Like the news captioning I once saw turn "Texas" into "the accident"?
Robert Irelan said,
January 16, 2025 @ 6:14 pm
@Mark Liberman You shouldn't rely on YouTube automatic transcriptions to be anything near the state-of-the-art in speech-to-text. They are optimized to be run for every single video uploaded to YouTube at a low enough cost that YouTube doesn't need to (directly) charge people to upload or watch videos.
More specialized speech-to-text systems generate much better transcriptions. For example, OpenAI's Whisper model (https://openai.com/index/whisper/), which is already several years old, is at basically human performance for anything that's not extremely unusual – it handles accents, slurred or corrupted speech, and the like very well. You can run it completely for free on any YouTube video using this page: https://colab.research.google.com/github/ArthurFDLR/whisper-youtube/blob/main/whisper_youtube.ipynb. Or, ChatGPT's voice-to-text mode can be used if you play the video on your computer and listen to it with your phone.
Whisper doesn't directly separate speakers on its, but there are other systems that can separate speakers (called "speaker diarization" in the ML literature) and use Whisper to transcribe.
Robert Irelan said,
January 16, 2025 @ 6:17 pm
Whisper at the default settings of that notebook (using the "medium" size model) produces the correct transcription of Politico:
"""
[35:48.560 –> 35:52.720] Kushner. And Jared Kushner, I'm telling you, has done something to help this country that's very
[35:52.720 –> 35:56.960] significant. That is prison reform, which we need dramatically. All right, Steve, I know you got a
[35:56.960 –> 36:02.480] show to record. Thank you so much for beaming in here and sorry for the technical difficulties,
[36:02.480 –> 36:06.640] everyone. Steve, thanks so much. Dasha, thank you and thank Politico for having me.
"""
Andrew Usher said,
January 17, 2025 @ 8:48 am
Mark Liberman:
Yes, but my point was that their probability space should include "no interpretation". It would be better to print (unintelligible)</i. or ( … ) rather than a gross error, even if it theoretically shouldn't have happened.
Mark Liberman said,
January 18, 2025 @ 9:42 am
@Robert Irelan:
We've recently done a systematic comparison of human transcription and 10 different state-of-the-art speech-to-text systems, on 100 randomly-selected 5-minute passages from the PennSound archive. In that trial, Whisper's overall word error rate was 10.6%, which is good enough to be useful, but far from perfect. The results will soon be published.

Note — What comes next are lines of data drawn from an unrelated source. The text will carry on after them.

PR #632, opened 2026-01-09
Fix digest calculation

volovyks:
The issue appeared to be the differance between debug and display representations of chiper_pk and AccountId.
Also, adding Blacksand digest.


volovyks:
@ChaoticTempest please, take a look

jakmeier (approved):
LGTM

PR #634, opened 2026-01-13
fix: only process completion events on finality

ChaoticTempest:
only process completion events on finality. Related to https://github.com/sig-net/mpc/pull/624 but goes a different direction where we will complete the request on finality instead of having the node track it.

### DIFF
--- a/chain-signatures/node/src/indexer_eth/mod.rs
+++ b/chain-signatures/node/src/indexer_eth/mod.rs
@@ -804,7 +804,6 @@ impl EthereumIndexer {
         let node_near_account_id_clone2 = node_near_account_id.clone();
         let requests_indexed_send_clone = requests_indexed_send.clone();
         let backlog_clone2 = backlog.clone();
-        let sign_tx_clone = sign_tx.clone();
         let client_clone = Arc::clone(&client);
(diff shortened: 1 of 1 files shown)


chain-signatures/node/src/indexer_eth/mod.rs
```diff
@@ -1278,6 +1275,10 @@ impl EthereumIndexer {
                     sign_tx.clone(),
                     node_near_account_id.clone(),
                 );
+
```
ppca, line 1278: not seeing where did we add to respond_logs?

ChaoticTempest: it's when we send it to the `requests_indexed` channel:
```rs
            requests_indexed
                .send(BlockAndRequests::new(
                    block_number,
                    block_hash,
                    sign_requests.clone(),
                    respond_logs,
                ))
```

ppca (approved):

ChaoticTempest:
gonna merge this one for now to get more data on devnet, but let me know if you guys find anything with this and will close the other PR

jakmeier:
@ChaoticTempest Does this change affect reported delays in metrics?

As for diarization, the current state of the art is largely due to the impetus of the series of DIHARD evaluations, described in Ryant, Neville, Prachi Singh, Venkat Krishnamohan, Rajat Varma, Kenneth Church, Jun Du Cieri, Sriram Ganapathy, and Mark Liberman. "The Third DIHARD Diarization Challenge." (2021).
And in the PennSound trial, diarization error rates (for the systems that attempt diarization) range from 14.5% to 35.6%. The Google Cloud system's DER was 30.1%.